Eu tinha o objetivo de nunca começar um texto com a expressão “na minha época…”. Eu também almejava sair da casa dos meus pais ainda quando fosse muito novo. A primeira meta continuo conseguindo, mesmo quase cometendo esse pecado pessoal no início dessa crônica. Também alcancei a segunda, mesmo que isso tem me custado muito da minha sanidade e poucos arrependimentos.
Com vinte e bem poucos anos peguei as minhas mudas de roupa, devolvi as chaves pra minha mãe, fechei a porta e não olhei pra trás. Não tem nenhum drama aqui. Segui todos os padrões cunhados décadas atrás. Tinha um apartamento financiado, uns estudos concluídos e um casamento a se constituir depois de anos de namoro e noivado. Se isso é o sonho da classe média sobre constituição da família tradicional brasileira e faz parte da formação de um cidadão de bem, eu cumpri todos os protocolos. Em tempo: Deus me livre ser um cidadão de bem.
Convites, igreja, festa, lua de mel, brigas, discussões de relacionamentos e divórcio. Depois de tudo isso num curto espaço de tempo, lá estava eu morando sozinho pela primeira vez numa caixa de concreto de 60 metros quadrados. A partir daí algumas lições foram aprendidas na marra e outras maravilhas foram acontecendo. Mas não se iludam, os perrengues são bem maiores, e mais constantes, do que as glórias.

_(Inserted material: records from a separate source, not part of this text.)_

PR #682, opened 2021-10-20
Implement basic API for interacting with Kinesis data streams

guilload:
### Description
Implement basic API for interacting with Kinesis data streams. My Kinesis source branch was getting quite large so I decided to split my work into multiple PRs. Here is the first one.

### How was this PR tested?
Added tests and ran `make test-all`.

### DIFF
--- a/quickwit-indexing/src/source/kinesis/api.rs
+++ b/quickwit-indexing/src/source/kinesis/api.rs
@@ -1,0 +1,454 @@
+// Copyright (C) 2021 Quickwit, Inc.
+//
+// Quickwit is offered under the AGPL v3.0 and as commercial software.
+// For commercial licensing, contact us at hello@quickwit.io.
+//
+// AGPL:
+// This program is free software: you can redistribute it and/or modify
+// it under the terms of the GNU Affero General Public License as
+// published by the Free Software Foundation, either version 3 of the
+// License, or (at your option) any later version.
+//
+// This program is distributed in the hope that it will be useful,
+// but WITHOUT ANY WARRANTY; without even the implied warranty of
+// MERCHANTABILITY or FITNESS FOR A PARTICULAR PURPOSE. See the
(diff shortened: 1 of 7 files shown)


quickwit-indexing/src/source/kinesis/api.rs
```diff
@@ -0,0 +1,449 @@
...
+            records: put_records_request_entries,
+        };
+        let response = kinesis_client.put_records(request).await?;
+
+        let mut sequence_numbers = HashMap::new();
+        for record in response.records {
+            sequence_numbers
+                .entry(record.shard_id.and_then(parse_shard_id).unwrap())
+                .or_insert_with(Vec::new)
+                .push(record.sequence_number.unwrap());
```
fulmicoton, line 282:
```suggestion
            if record.sequence_number.is_none() {
                error!("Missing sequence number for a kinesis record. Skipping the record");
                continue;
            }
            sequence_numbers
                .entry(record.shard_id.and_then(parse_shard_id).unwrap())
                .or_insert_with(Vec::new)
                .extend(record.sequence_number.unwrap());
```

fulmicoton, line 282: I don't think we should ever unwrap things that are coming from a third-party.
In an ideal world, rusoto should take care of returning an error if the field cannot be deserialized but they don't because it is generated from metadata that does not contain this information.

In this non ideal world, unwrapping here is as dangerous as unwrapping during deserialization in the rusoto library.

fulmicoton (approved):
Great job. I still have one simple comment but approves the PR to make the process as light as possible.

quickwit-indexing/src/source/kinesis/api.rs
guilload: I agree with you. I'm unwrapping here because this function is only used for unit testing.

PR #709, opened 2021-10-28
Add stats subcommands with 'demux' + use colored crate for printing colors in terminal 

fmassot:
### Description
Add subcommands `stats` and sub subcommand `demux`. I think we will need some very simple statistics on split size or something like that, hence the creation of the `stats` subcommand.

```bash
quickwit stats demux --index-id hdfs_logs
```

Note: I did not find a maintained simple crate for descriptive statistics, if you have any names, I would welcome it.

### How was this PR tested?
Locally only. No unit test added. Waiting first for feedback before adding some simple unit tests.

### Screenshot of output
Capture d’écran 2021-10-29 à 00 30 36


fmassot:
I decided to use the `colored` crate everywhere as:
- the API is really nice for setting colors
- by default, it detects automatically if the output is a terminal. The user can also disable color by setting the env variable `NO_COLOR`. 
- the crate follow nice standards: https://no-color.org/ and https://bixense.com/clicolors/

fmassot:
@evanxg852000 can you make the last check on this small PR? thanks!

PR #711, opened 2021-11-01
Added a controllable directory.

### LINKED ISSUE #704: Use the directory abstraction to record progress and respond to kill switch
A lot of the tantivy code is currently protected by a protect guard to pass health check.
This is suboptimal as it does not make it possible to detect a dead lock that might happen in tantivy.

In addition, if the killswitch is activated, we would rather be able to stop as soon as possible these blocking functions.

To do this, we cannot stop the threads and we'd rather avoid leaking our need into tantivy.
The idea would be to wrap our Directory in order to record progress everytime we write on disk.

In addition, we could check and return an error if the kill switch has been activated.

fulmicoton:
The directory records progress and checks for the kill switch on every
writes.

Closes #704. See details in the issue.

### Description

### How was this PR tested?

### DIFF
--- a/quickwit-actors/src/progress.rs
+++ b/quickwit-actors/src/progress.rs
@@ -85,7 +85,7 @@ impl Progress {
 
     pub fn protect_zone(&self) -> ProtectedZoneGuard {
         loop {
-            let previous_state: ProgressState = self.0.load(Ordering::SeqCst).into();
+            let previous_state: ProgressState = self.0.load(Ordering::Relaxed).into();
             let new_state = match previous_state {
                 ProgressState::NoUpdate | ProgressState::Updated => ProgressState::ProtectedZone(0),
                 ProgressState::ProtectedZone(level) => ProgressState::ProtectedZone(level + 1),
@@ -95,8 +95,8 @@ impl Progress {
                 .compare_exchange(
                     previous_state.into(),
                     new_state.into(),
-                    Ordering::SeqCst,
-                    Ordering::SeqCst,
+                    Ordering::Relaxed,
+                    Ordering::Relaxed,
                 )
                 .is_ok()
             {
@@ -129,7 +129,7 @@ pub struct ProtectedZoneGuard(Arc<AtomicU32>);
 
 impl Drop for ProtectedZoneGuard {
     fn drop(&mut self) {
-        let previous_state: ProgressState = self.0.fetch_sub(1, Ordering::SeqCst).into();
+        let previous_state: ProgressState = self.0.fetch_sub(1, Ordering::Relaxed).into();
         assert!(matches!(previous_state, ProgressState::ProtectedZone(_)));
     }
 }
--- a/quickwit-indexing/failpoints/mod.rs
+++ b/quickwit-indexing/failpoints/mod.rs
@@ -35,20 +35,27 @@
 //!
 //! Below we test panics at different steps in the indexing pipeline.
 
+use std::path::Path;
 use std::sync::{Arc, Mutex};
-use std::time::Duration;
+use std::time::{Duration, Instant};
 
 use byte_unit::Byte;
 use fail::FailScenario;
-use quickwit_index_config::default_config_for_tests;
-use quickwit_indexing::actors::IndexerParams;
-use quickwit_indexing::index_data;
-use quickwit_indexing::models::{CommitPolicy, IndexingDirectory};
+use quickwit_actors::{create_test_mailbox, ActorExitStatus, Universe};
+use quickwit_common::split_file;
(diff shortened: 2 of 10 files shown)


fulmicoton:
I just tested the PR and I get packager timeouts.

quickwit-actors/src/progress.rs
```diff
@@ -85,7 +85,7 @@ impl Progress {
 
     pub fn protect_zone(&self) -> ProtectedZoneGuard {
         loop {
-            let previous_state: ProgressState = self.0.load(Ordering::SeqCst).into();
+            let previous_state: ProgressState = self.0.load(Ordering::Relaxed).into();
```
fmassot, line 88: Thinking about ordering is always a brainfuck. But in this simple case, I agree, I think we don't really care so `Relaxed` sounds good.

quickwit-indexing/failpoints/mod.rs
```diff
@@ -210,3 +217,119 @@ async fn aux_test_failpoints() -> anyhow::Result<()> {
     );
     Ok(())
 }
+
+const TEST_TEXT: &'static str = r#"His sole child, my lord, and bequeathed to my
```
fmassot, line 221: Great text.

quickwit-indexing/src/actors/merge_executor.rs
```diff
@@ -354,27 +377,22 @@ impl MergeExecutor {
             replaced_segments_demux_field_readers,
             demuxed_virtual_splits,
         );
-        info!("demux-build-mapping-end");
```
fmassot, line 357: you can remove this one yes, can you also remove `info!("demux-build-mapping-start")` to be consistent, I added these when I was trying to understand which demux part was taking time.

quickwit-indexing/src/controllable_directory.rs
```diff
@@ -0,0 +1,264 @@
...
+/// with functionalities such as
+/// - records progress everytime a write (Note there is however a buffer writer above it)
+/// - if the killswitch is activated, returns an error on the first write happening after it
+/// - in the future, record a writing speed, possibly introduce some throttling, etc.
+#[derive(Clone)]
+pub struct ControllableDirectory {
+    inner: Arc<Inner>,
+}
+
+impl ControllableDirectory {
```
fmassot, line 47: `ControlledDirectory` or `ControllableDirectory`?
`ControlledWrite` or `ControllableWrite` ? 
I would choose `controlled`. 
(not really important, you can ignore)

quickwit-indexing/src/controllable_directory.rs
```diff
@@ -0,0 +1,264 @@
...
+
+    fn watch(&self, watch_callback: WatchCallback) -> tantivy::Result<WatchHandle> {
+        self.inner.controls.check_if_alive()?;
+        self.inner.underlying.watch(watch_callback)
+    }
+}
+
+impl TerminatingWrite for ControlledWrite {
+    #[inline]
+    fn terminate_ref(&mut self, token: AntiCallToken) -> io::Result<()> {
```
fmassot, line 202: didn't know about this trick  `AntiCallToken` in tantivy, interesting.

quickwit-indexing/src/controllable_directory.rs
```diff
@@ -0,0 +1,264 @@
...
+use tantivy::common::{AntiCallToken, TerminatingWrite};
+use tantivy::directory::error::{DeleteError, OpenReadError, OpenWriteError};
+use tantivy::directory::{FileHandle, WatchCallback, WatchHandle, WritePtr};
+use tantivy::Directory;
+
+/// Buffer capacity.
+///
+/// This is the current default for the BufWriter, but considering this constant
+/// will have a direct impact on health check, we'd better fix it.
+const BUFFER_NUM_BYTES: usize = 8_192;
```
fmassot, line 35: `8_192` sounds like a good starting value, do you want to update the buffer size regarding the number of bytes to write?

fmassot (approved):
Really nice piece of code and simple.

quickwit-indexing/src/controllable_directory.rs
fulmicoton: No. 8KB or 16KB is considered optimal. 8K is the default in rust btw

quickwit-indexing/src/controllable_directory.rs
fulmicoton: Went for Controlled!

quickwit-indexing/src/actors/merge_executor.rs
fulmicoton: I did not remove it on purpose actually. Thanks for spotting!

PR #714, opened 2021-11-01
stream split bundle on the fly

PSeitz:
### Description
Don't materialize the single split file in packager.rs, instead stream the compute bundle from the files in uploader.rs. This will save IOPS.

### How was this PR tested?
cargo test

### DIFF
--- a/quickwit-cli/src/lib.rs
+++ b/quickwit-cli/src/lib.rs
@@ -211,7 +211,11 @@ pub async fn extract_split_cli(args: ExtractSplitArgs) -> anyhow::Result<()> {
     let split_file = PathBuf::from(format!("{}.split", args.split_id));
     let (_, bundle_footer) = read_split_footer(index_storage.clone(), &split_file).await?;
 
-    let bundle_storage = BundleStorage::new(index_storage, split_file, &bundle_footer)?;
+    let (_hotcache_bytes, bundle_storage) = BundleStorage::open_from_split_data_with_owned_bytes(
+        index_storage,
+        split_file,
+        bundle_footer,
+    )?;
 
     std::fs::create_dir_all(args.target_folder.to_owned())?;
 
--- a/quickwit-common/src/lib.rs
+++ b/quickwit-common/src/lib.rs
@@ -22,6 +22,7 @@ pub mod metrics;
 
 use std::fmt::Debug;
 use std::ops::Range;
+use std::path::Path;
 use std::str::FromStr;
 
 pub use coolid::new_coolid;
@@ -29,6 +30,10 @@ use tracing::{error, info};
 
 /// Filenames used for hotcache files.
 pub const HOTCACHE_FILENAME: &str = "hotcache";
+
+pub fn get_hotcache_path() -> &'static Path {
+    Path::new(HOTCACHE_FILENAME)
+}
 
 #[derive(Debug, PartialEq, Eq)]
 pub enum QuickwitEnv {
--- a/quickwit-common/src/lib.rs
+++ b/quickwit-common/src/lib.rs
@@ -22,18 +22,10 @@ pub mod metrics;
 
 use std::fmt::Debug;
 use std::ops::Range;
-use std::path::Path;
 use std::str::FromStr;
 
 pub use coolid::new_coolid;
 use tracing::{error, info};
-
-/// Filenames used for hotcache files.
-pub const HOTCACHE_FILENAME: &str = "hotcache";
-
-pub fn get_hotcache_path() -> &'static Path {
-    Path::new(HOTCACHE_FILENAME)
-}
 
 #[derive(Debug, PartialEq, Eq)]
 pub enum QuickwitEnv {
--- a/quickwit-directories/src/bundle_directory.rs
+++ b/quickwit-directories/src/bundle_directory.rs
@@ -90,11 +90,10 @@ pub fn get_hotcache_from_split(data: OwnedBytes) -> io::Result<OwnedBytes> {
 
 impl BundleDirectory {
     /// Get files and their sizes in a split.
-    pub fn get_stats_split(data: OwnedBytes) -> io::Result<Vec<(PathBuf, usize)>> {
+    pub fn get_stats_split(data: OwnedBytes) -> io::Result<Vec<(PathBuf, u64)>> {
         let split_file = FileSlice::new(Box::new(data));
         let (body_and_bundle_metadata, hot_cache) = split_footer(split_file)?;
-        let file_offsets =
-            BundleStorageFileOffsets::open_from_file_slice(body_and_bundle_metadata)?;
+        let file_offsets = BundleStorageFileOffsets::open(body_and_bundle_metadata)?;
 
         let mut files_and_size: Vec<(_, _)> = file_offsets
             .files
@@ -102,7 +101,10 @@ impl BundleDirectory {
             .map(|(file, range)| (file, range.end - range.start))
             .collect();
 
-        files_and_size.push((PathBuf::from("hotcache".to_string()), hot_cache.len()));
+        files_and_size.push((
+            PathBuf::from("hotcache".to_string()),
+            hot_cache.len() as u64,
+        ));
 
         files_and_size.sort();
         Ok(files_and_size)
@@ -117,7 +119,7 @@ impl BundleDirectory {
 
     /// Opens a BundleDirectory, given a file containing the bundle data.
     pub fn open_bundle(file: FileSlice) -> io::Result<BundleDirectory> {
-        let file_offsets = BundleStorageFileOffsets::open_from_file_slice(file.clone())?;
+        let file_offsets = BundleStorageFileOffsets::open(file.clone())?;
         Ok(BundleDirectory { file, file_offsets })
     }
 }
@@ -133,7 +135,9 @@ impl Directory for BundleDirectory {
             .file_offsets
             .get(path)
             .ok_or_else(|| OpenReadError::FileDoesNotExist(path.to_path_buf()))?;
-        Ok(self.file.slice(byte_range))
+        Ok(self
+            .file
+            .slice(byte_range.start as usize..byte_range.end as usize))
     }
 
     fn atomic_read(&self, path: &Path) -> Result<Vec<u8>, OpenReadError> {
@@ -173,26 +177,18 @@ impl Directory for BundleDirectory {
 
 #[cfg(test)]
 mod tests {
-    use std::fs::{self, File};
+    use std::fs::File;
     use std::io::Write;
 
-    use quickwit_storage::BundleStorageBuilder;
-    use tantivy::common::CountingWriter;
+    use quickwit_storage::{get_split_payload_streamer, PutPayload};
 
     use super::*;
 
-    #[test]
-    fn test_bundle_directory_stats() -> anyhow::Result<()> {
+    #[tokio::test]
+    async fn test_bundle_directory_stats() -> anyhow::Result<()> {
         let temp_dir = tempfile::tempdir()?;
         let test_filepath1 = temp_dir.path().join("f1");
         let test_filepath2 = temp_dir.path().join("f2");
-        let test_bundle_path = temp_dir.path().join("le_bundle");
-
-        // Simulating split file which is created in packager.rs, which contains the bundle and
-        // appends the footer. The bundle directory can read the format created by
-        // packager.rs
-        let mut split_file = CountingWriter::wrap(File::create(test_bundle_path.to_owned())?);
-        let mut bundle_builder = BundleStorageBuilder::new(&mut split_file)?;
 
         let mut file1 = File::create(&test_filepath1)?;
         file1.write_all(&[123, 76])?;
@@ -200,42 +196,30 @@ mod tests {
         let mut file2 = File::create(&test_filepath2)?;
         file2.write_all(&[99, 55, 44])?;
 
-        bundle_builder.add_file(&test_filepath1)?;
-        bundle_builder.add_file(&test_filepath2)?;
-        bundle_builder.finalize()?;
+        let split_streamer = get_split_payload_streamer(
+            &[test_filepath1.clone(), test_filepath2.clone()],
+            &[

Desde o período descrito acima até hoje já dividi o teto com mais pessoas do que os dedos de uma mão podem contar. Atualmente, após mais de três décadas fazendo peso em cima da terra, moro pela quarta vez acompanhado de ninguém. Nesses momentos de solidão habitacional você descobre que domingo é o pior dia para não ter ninguém para compartilhar o sofá.
O primeiro dia da semana é rotina. Acordar de ressaca, pedir o almoço, dormir na rede, acordar no final do primeiro tempo do jogo das quatro na TV, algum filme (atualmente Netflix, mas já foi DVD), final do Faustão, o que sobrou do almoço como jantar, gols da rodada no Fantástico e lá se foi o dia do Senhor e do almoço de família. Segunda-feira já chega chutando a bunda e te expulsando do ninho.
Ni Brisant, poeta e camisa 9 dos versos, tem uma lista extensa sobre as maiores dificuldades de morar só. Inclusive fazer listas é um desses malefícios. Mas ele lembra também de um específico que pra mim é prova real que o Inferno está localizado no espaço onde vive apenas uma única alma. Ficar doente e não ter a quem recorrer. Isso é horrível e não desejo essa praga nem para um eleitor de Bolsonaro.
Mas tem um outro drama que, vez ou outra, me dá uns petelecos no cérebro. E se eu tiver uma parada cardíaca durante o sono, quanto tempo vai demorar para alguém dar falta de mim? Quem vai arrombar a entrada do lar e me vê petrificado em cima do colchão? Não avisei a ninguém que quero metade das minhas cinzas no mar de Candeias e outra metade no gramado do Arruda.
Só aqueles que tem a certeza da ausência de vida humana do outro lado da porta sabem o desespero que é colocar as mãos no bolso e perceber que deixou as chaves em lugar desconhecido. A angústia e obrigatoriedade de passar o tempo escutando vizinho ou porteiro do prédio dando mil dicas para que você não seja burro ou displicente o suficiente para que algo parecido não ocorra outra vez.
Não vou me ater aqui aos serviços domésticos. Isso faz parte da parte boa. Limpa quando quiser, sem ter ninguém na sua orelha, e conclui no seu tempo. Qual o problema se a faxina de um kitnet durar uma semana? Não ter que dar satisfações a quase ninguém sobre a hora que sai ou que chega é uma das poucas vantagens de ter o eco das paredes como companhia dentro de casa. Mas é pouco, muito pouco, para berrar aos quatro ventos a alegria de uma falsa independência.